# Long time customer deal on Roamio Plus - $99 lifetime!



## DocNo (Oct 10, 2001)

So the power cord popped out of my Roamio basic and apparently that was enough to kill it 

It was going to be $149 to replace the box with a refurb and I didn't have lifetime on it, so I opted to take the refurb lifetime deal. Then my credit card was declined so I got off the phone with Tivo and called my bank to find out my card was fraudulently used - so had to deal with that (I hope the rest of September is better than it's starting out!).

I called Tivo back to complete the transaction with a different card and in the course of conversing with the second rep he looks on my account, notices my original Phillips and then proceeds to offer me a *"long time customer" special - a NEW Roamio Plus for $399 with Lifetime for $99!*

I was thinking of getting a stream for the Roamio Basic eventually, so for $50 more that the Refurb Roamio/Lifetime/Stream I got the Plus with lifetime which has the Stream integrated.

I also lost the ability to tune OTA with the plus, but I don't see myself cord cutting any time soon - we have FIOS and Comcast and I can always play one off the other to get a deal to where cable+internet isn't much more than internet alone.

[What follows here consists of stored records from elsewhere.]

PR #2506, opened 2025-12-11
Fix bug with NLV3 and Executor decoders

SamFerracin:
This PR fixes two issues with the decoders.

The first fix ensures that the NLV3 creates results of the correct type. Previous to this change, some dictionaries with keys of type `int` were actually returned as dictionaries with keys of type `str`.

The second fix ensures that the Executor can support more than just "v0_1" models

### DIFF
--- a/qiskit_ibm_runtime/noise_learner_v3/converters/version_0_1.py
+++ b/qiskit_ibm_runtime/noise_learner_v3/converters/version_0_1.py
@@ -89,14 +89,14 @@ def noise_learner_v3_result_from_0_1(
             NoiseLearnerV3Result.from_generators(
                 generators=[
                     QubitSparsePauliList.from_sparse_list(
-                        [tuple(term) for term in sparse_list], datum["num_qubits"]
+                        [tuple(term) for term in sparse_list], datum.num_qubits
                     )
-                    for sparse_list in datum["generators_sparse"]
+                    for sparse_list in datum.generators_sparse
                 ],
-                rates=F64TensorModel(**datum["rates"]).to_numpy(),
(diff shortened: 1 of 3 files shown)


qiskit_ibm_runtime/noise_learner_v3/noise_learner_v3_decoders.py
```diff
@@ -40,8 +44,8 @@ def decode(cls, raw_result: str):  # type: ignore[no-untyped-def]
             raise ValueError("Missing schema version.")
 
         try:
-            decoder = AVAILABLE_DECODERS[schema_version]
+            decoder, model = AVAILABLE_DECODERS[schema_version]
```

If I do get serious about dropping cable and want OTA back I can always sell the Plus and get an OTA only Roamio (or whatever the new one ends up being - I hope they don't use Bolt as the public name).

Anyway, just thought I would share in case anyone else might be interested in this deal - if it's been brought up on the forum before I didn't see it. If anyone was thinking of the refurb/lifetime and then getting a Stream then I think this is a better deal. If you don't care about the Stream functionality, then the refurb Roamio basic+lifetime is a steal right now.


----------



## jonw747 (Aug 2, 2015)

It has been brought up before and it's a terrific deal. And this may be YMMV, but apparently the CSR's have the ability to offer the deal to get an old-time TiVo customer to return. After missing out on the first Summer deal, I was offered the long-time customer deal and snapped it up.


----------



## DocNo (Oct 10, 2001)

Excellent - I must have gotten a proactive CSR that knows how to maintain customer loyalty


----------



## 1985BearsFan (Sep 15, 2013)

While doing an online chat to confirm the warranty available on a refurb, I asked about the longtime customer discount. I was told that I was not eligible (my first TiVo was registered in January 2010). I then asked whether my parents, who have an original TiVo, would qualify. After providing the info for my parents' account, I was told that, indeed, they would qualify. However, when I was asked what discount they would qualify for, the TiVo rep told me that she could not provide me with that information since I was not the account holder; I would need to have my parents contact TiVo directly.


----------



## Mikeguy (Jul 28, 2005)

1985BearsFan said:


> While doing an online chat to confirm the warranty available on a refurb, I asked about the longtime customer discount. I was told that I was not eligible (my first TiVo was registered in January 2010). I then asked whether my parents, who have an original TiVo, would qualify. After providing the info for my parents' account, I was told that, indeed, they would qualify. However, when I was asked what discount they would qualify for, the TiVo rep told me that she could not provide me with that information since I was not the account holder; I would need to have my parents contact TiVo directly.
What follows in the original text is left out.